Except if Bruce allows himself to think that—to feel the place where Clark is in his mind and believe, even for a moment, that he will never have to give this up—

(It wouldn't matter, then. It wouldn't matter if his lapses only multiplied from here, if he gave up every effort to hold himself back. Even if Clark knew everything, even if he understood that to touch the black roiling interior of Bruce like this was to tarnish himself irrevocably, even if he hated Bruce—

He wouldn't leave.

It would be wrong, it would be vile; he wouldn't be able to leave, he would hate it, it would be unconscionable to let it happen. Bruce would walk into the bay in a three-piece suit with lead-soled shoes before he'd sit back and let Clark stay chained to him forever against Clark's will.

But—

But he wouldn't walk into the bay alone. Clark would be with him, even then. And in a terrible twisted way, Bruce can't help but find that thought almost appealing. Clark would be there; Clark would grasp his willingness to implement the only remaining solution, would perceive the true measure of all his many shades and flavors of guilt and regret. And it wouldn't be his fault. He wouldn't have had to say a word, wouldn't have had to choose to make Clark aware of those feelings—would not, in doing so, have implied that Clark ought to care about him or his actions or his state of mind.
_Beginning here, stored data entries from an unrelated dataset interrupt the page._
PR #21, opened 2020-08-26
DataMapping

andyinaus:
**Readable Version**: https://github.com/OctopusDeploy/Architecture/blob/data-mapping/Decisions/20200826-DataMapping.md

## Description
This is a newly proposed solution to replace the existing implicit `DataMapping` approach with an explicit approach. The new approach would not only provide better code navigation/discoverability/usage, debugging experience, and other benefits but offer us a good opportunity to address some of the tech debt(s) caused by the existing approach such as violation of single responsibility and incorrect use of `ILifetimeScope` etc, to improve our overall code quality.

He wouldn't have to do anything except make the right choice, except walk into the water. And Clark would be there, and Clark would know everything, and Bruce wouldn't be able to prevent either—would, for once, in this single respect, be absolved of all responsibility.

Appealing. That is, undeniably, the right word. Helplessly, profoundly appealing.

Which neatly illustrates the precise degree to which the inside of his head is a tripwired, landmined hellscape that should never have had another person in it in the first place.)

—he won't be able to bear it. It can't be permitted to happen that way. He can't allow himself to permit it to happen that way.

He trusts Clark with his mind. Restraint, goodwill, a bluntly intuitive sense of ethics. But

(selfish, greedy—hypocrite)

he doesn't trust himself with Clark's. He can't. They don't know enough about how the mother boxes work, about what Steppenwolf might have had in mind or what the long-term consequences might be, for Bruce to let down his guard.

Bruce already killed Clark once. Clark, in his head, is a light—a light that Bruce has managed to thoroughly extinguish before. And he's not going to let himself do it again.